December 30, 2018

BDS: The new face of the Israeli-Palestinian conflict

Image result for bds israel logo


Amitai Nelkin ‘21
“Israel Effectively Declares Itself an Apartheid State,” are the words that greet visitors to the Boycott, Divestment, Sanctions website and that appear in big, bold letters. While to an American Jew, this statement may easily be cast off as nothing more than provocative clickbait, this statement happens to be at the core of many young Americans’ beliefs.
Founded in 2005, the BDS movement calls for a boycott of anything and everything that comes out of Israel. BDS states its goal is to “pressure Israel to comply with international law,” in order to promote their pro-Palestine agenda. The movement largely sides with more radical, liberal views, with wild claims such as “all Israeli agricultural businesses are involved in human rights violations.
Despite their extreme nature – or perhaps because of it – BDS enjoys a large body of supporters, many of whom have an interesting commonality: they are college students.
“Most of the dangers of BDS,” senior David Wingens says, “is their presence in places like college campuses.”
Wingens said he believes BDS is misleading these young, impressionable students and is teaching them “Israel is immoral.”
Unsurprisingly, Wingens is not the only one that feels this way.
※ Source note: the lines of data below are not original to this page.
PR #93, opened 2023-01-31
[cli] Create cvd with local image.

ser-io:


pkg/cli/cli.go
```diff
@@ -144,7 +144,7 @@ func buildServiceBuilder(builder client.ServiceBuilder) serviceBuilder {
 			ErrOut:         c.ErrOrStderr(),
 			RetryAttempts:  3,
 			RetryDelay:     5 * time.Second,
-			ChunkSizeBytes: 10 * 1024 * 1024,
+			ChunkSizeBytes: 16 * 1024 * 1024,
```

The belief that BDS is as a movement deliberately preying on uninformed college students for support is widespread. Perhaps one of the major causes of this fear is due to BDS’s phrasing in their marketing and advertisements.  By using such specific terminology, BDS can “invoke the sentiment and feelings of people who might not be sympathetic to their cause at first,” senior Theo Hyman-Bockman said.
BDS  also constantly compares itself and the Israeli-Palestinian conflict to the South African institutionalized racism that was present for the latter half of the 20th century. BDS claims both they are “inspired by the South African anti-apartheid movement” and that Israel is an “Apartheid state.” Anti-BDS protesters fear the parallels that BDS draws between segregated South Africa and modern day Israel are not only misleading, but harmful to Israel’s image as well.
“It’s a good strategy,” Hyman-Bockman said.
Wingens agrees the parallels are inaccurate, saying when he hears the word apartheid, “I think of South Africa, segregation, discrimination by race. I don’t think of Israel… because Israel is not an apartheid state.”
As proof of intentional racial separation of people in Israel, BDS and its supporters look to the Israel-West Bank Barrier as they believe it was put up as a way to discriminate against the Palestinian people. BDS and its advocates assert the wall was built purely as a way of establishing a racial apartheid in Israel, while Israel says the wall was built as a security measure and as a method to decrease suicide bombings and other attacks.
“The wall was put up not for the purpose of separating people,” junior Gabi Weiss fervently says, “but [for] separating terrorists from being able to get in. And it works!”
While there are disagreements as to the purpose of the wall, neither side truly believes it is the best – or only – means of achieving peace in this area.

“Nobody wants a wall running through the middle of Israel, but it's necessary to keep Israel safe,” Wingens admitted. “Without the wall, Israel is a much, much more dangerous place.”